## Prompt
Each line below should be copied exactly as it stands.

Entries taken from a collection
======
PR #2400, opened 2020-07-20
feat: add layout-table-matches method

WilcoFiers:
TECH DEBT: There are no tests for this. Because this matches isn't used in any rule, it can't be accessed on the `axe` object. This can be solved once we have Babel enabled on our tests.

Closes issue:

## Reviewer checks

### DIFF
--- a/lib/rules/layout-table-matches.js
+++ b/lib/rules/layout-table-matches.js
@@ -1,6 +1,7 @@
 import { isDataTable } from '../commons/table';
 import { isFocusable } from '../commons/dom';
 
+// TODO: es-modules add tests. No way to access this on the `axe` object
 function dataTableMatches(node) {
 	return !isDataTable(node) && !isFocusable(node);
 }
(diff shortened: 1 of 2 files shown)


lib/rules/layout-table-matches.js
```diff
@@ -0,0 +1,9 @@
+import { isDataTable } from '../commons/table';
+import { isFocusable } from '../commons/dom';
+
+// TODO: es-modules add tests. No way to access this on the `axe` object
```
stephenmathieson, line 4: This looks like an "ES Module" to me. I do not understand this TODO.

stephenmathieson: I see, thanks for clarifying.

straker: I created a ticket for it so we don't forget https://github.com/dequelabs/axe-core/issues/2403

PR #2410, opened 2020-07-22
ci: Add "sync branches" workflow

straker:
## Reviewer checks

### DIFF
--- a/.github/workflows/sync-master-develop.yml
+++ b/.github/workflows/sync-master-develop.yml
@@ -11,6 +11,6 @@ jobs:
         with:
           github-token: ${{ secrets.GITHUB_TOKEN }}
           pr-title: "chore: merge master into develop"
-          pr-reviewers: straker,WilcoFiers
+          pr-reviewers: straker,WilcoFiers,stephenmathieson
           pr-labels: chore
           pr-template: .github/PULL_REQUEST_TEMPLATE.md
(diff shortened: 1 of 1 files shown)


.github/workflows/sync-master-develop.yml
```diff
@@ -0,0 +1,16 @@
+name: Sync master/develop branches
+on:
+  pull_request:
+    types: [closed]
+    branches: master
```
stephenmathieson, line 5: @scurker suggested we use the workflow like this instead:

```suggestion
on:
  push:
    branches:
      - master
```

So rather than running when _any_ PR into `master` is closed, only run when a commit lands in `master`.

.github/workflows/sync-master-develop.yml
```diff
@@ -0,0 +1,16 @@
...
+jobs:
+  create_sync_pull_request:
+    runs-on: ubuntu-latest
+    steps:
+      - uses: dequelabs/action-sync-branches@v1.0.0
+        with:
+          github-token: ${{ secrets.GITHUB_TOKEN }}
+          pr-title: "chore: merge master into develop"
+          pr-reviewers: straker,WilcoFiers
```
stephenmathieson, line 14: May as well add me here too. I'm happy to look at these PRs.

```suggestion
          pr-reviewers: straker,WilcoFiers,stephenmathieson
```

.github/workflows/sync-master-develop.yml
```diff
@@ -0,0 +1,16 @@
...
+          pr-labels: chore
```
stephenmathieson, line 15: I don't think this is useful. Why do you want to add a "chore" label to the PR?

```suggestion
```

PR #2745, opened 2021-01-11
docs: fix frame-title

straker:
This keeps happening every time we do inline suggestion commits to the rule/check metadata files. Since the doc doesn't get rebuilt, we have to rebuild it ourselves and repush. 

Would be nice if we had a github action or something that just rebuilt the file for us and added it to the branch or something so this stops happening.


stephenmathieson:
> Would be nice if we had a github action or something that just rebuilt the file for us and added it to the branch or something so this stops happening.

This doesn't seem super difficult. I think this would probably suffice:

```yml

name: Build docs thingy

on:
  push:
    branches:
      - develop

jobs:
  build:
    runs-on: ubuntu-latest
    steps:
      - uses: actions/checkout@v2
      - name: Cache node_modules
        uses: actions/cache@v2
        with:
          path: ./node_modules
          key: npm-cache-${{ runner.os }}-${{ hashFiles('./package-lock.json') }}
      - uses: actions/setup-node@v1
        with:
          node-version: 14 # I don't remember what version of Node we use here...
      - run: npm install
      - run: npm run docs-thingy
      - uses: stefanzweifel/git-auto-commit-action@v4.2.0
        with:
          commit_message: docs: Update thingy
          commit_options: --no-verify
          file_pattern: docs/thingy.md
```

WilcoFiers (approved):

PR #2753, opened 2021-01-14
docs: consistent dot notation in rule-development docs

jackdclark:
I was just reading the docs for writing custom rules & noticed an inconsistency in the check properties table


straker (approved):
Thanks for catching this.

straker:
Reviewed for security.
======
## Result of the task
PR #2400, opened 2020-07-20
feat: add layout-table-matches method

WilcoFiers:
TECH DEBT: There are no tests for this. Because this matches isn't used in any rule, it can't be accessed on the `axe` object. This can be solved once we have Babel enabled on our tests.

Closes issue:

## Reviewer checks

### DIFF
--- a/lib/rules/layout-table-matches.js
+++ b/lib/rules/layout-table-matches.js
@@ -1,6 +1,7 @@
 import { isDataTable } from '../commons/table';
 import { isFocusable } from '../commons/dom';
 
+// TODO: es-modules add tests. No way to access this on the `axe` object
 function dataTableMatches(node) {
 	return !isDataTable(node) && !isFocusable(node);
 }
(diff shortened: 1 of 2 files shown)


lib/rules/layout-table-matches.js
```diff
@@ -0,0 +1,9 @@
+import { isDataTable } from '../commons/table';
+import { isFocusable } from '../commons/dom';
+
+// TODO: es-modules add tests. No way to access this on the `axe` object
```
stephenmathieson, line 4: This looks like an "ES Module" to me. I do not understand this TODO.

stephenmathieson: I see, thanks for clarifying.

straker: I created a ticket for it so we don't forget https://github.com/dequelabs/axe-core/issues/2403

PR #2410, opened 2020-07-22
ci: Add "sync branches" workflow

straker:
## Reviewer checks

### DIFF
--- a/.github/workflows/sync-master-develop.yml
+++ b/.github/workflows/sync-master-develop.yml
@@ -11,6 +11,6 @@ jobs:
         with:
           github-token: ${{ secrets.GITHUB_TOKEN }}
           pr-title: "chore: merge master into develop"
-          pr-reviewers: straker,WilcoFiers
+          pr-reviewers: straker,WilcoFiers,stephenmathieson
           pr-labels: chore
           pr-template: .github/PULL_REQUEST_TEMPLATE.md
(diff shortened: 1 of 1 files shown)


.github/workflows/sync-master-develop.yml
```diff
@@ -0,0 +1,16 @@
+name: Sync master/develop branches
+on:
+  pull_request:
+    types: [closed]
+    branches: master
```
stephenmathieson, line 5: @scurker suggested we use the workflow like this instead:

```suggestion
on:
  push:
    branches:
      - master
```

So rather than running when _any_ PR into `master` is closed, only run when a commit lands in `master`.

.github/workflows/sync-master-develop.yml
```diff
@@ -0,0 +1,16 @@
...
+jobs:
+  create_sync_pull_request:
+    runs-on: ubuntu-latest
+    steps:
+      - uses: dequelabs/action-sync-branches@v1.0.0
+        with:
+          github-token: ${{ secrets.GITHUB_TOKEN }}
+          pr-title: "chore: merge master into develop"
+          pr-reviewers: straker,WilcoFiers
```
stephenmathieson, line 14: May as well add me here too. I'm happy to look at these PRs.

```suggestion
          pr-reviewers: straker,WilcoFiers,stephenmathieson
```

.github/workflows/sync-master-develop.yml
```diff
@@ -0,0 +1,16 @@
...
+          pr-labels: chore
```
stephenmathieson, line 15: I don't think this is useful. Why do you want to add a "chore" label to the PR?

```suggestion
```

PR #2745, opened 2021-01-11
docs: fix frame-title

straker:
This keeps happening every time we do inline suggestion commits to the rule/check metadata files. Since the doc doesn't get rebuilt, we have to rebuild it ourselves and repush. 

Would be nice if we had a github action or something that just rebuilt the file for us and added it to the branch or something so this stops happening.


stephenmathieson:
> Would be nice if we had a github action or something that just rebuilt the file for us and added it to the branch or something so this stops happening.

This doesn't seem super difficult. I think this would probably suffice:

```yml

name: Build docs thingy

on:
  push:
    branches:
      - develop

jobs:
  build:
    runs-on: ubuntu-latest
    steps:
      - uses: actions/checkout@v2
      - name: Cache node_modules
        uses: actions/cache@v2
        with:
          path: ./node_modules
          key: npm-cache-${{ runner.os }}-${{ hashFiles('./package-lock.json') }}
      - uses: actions/setup-node@v1
        with:
          node-version: 14 # I don't remember what version of Node we use here...
      - run: npm install
      - run: npm run docs-thingy
      - uses: stefanzweifel/git-auto-commit-action@v4.2.0
        with:
          commit_message: docs: Update thingy
          commit_options: --no-verify
          file_pattern: docs/thingy.md
```

WilcoFiers (approved):

PR #2753, opened 2021-01-14
docs: consistent dot notation in rule-development docs

jackdclark:
I was just reading the docs for writing custom rules & noticed an inconsistency in the check properties table


straker (approved):
Thanks for catching this.

straker:
Reviewed for security.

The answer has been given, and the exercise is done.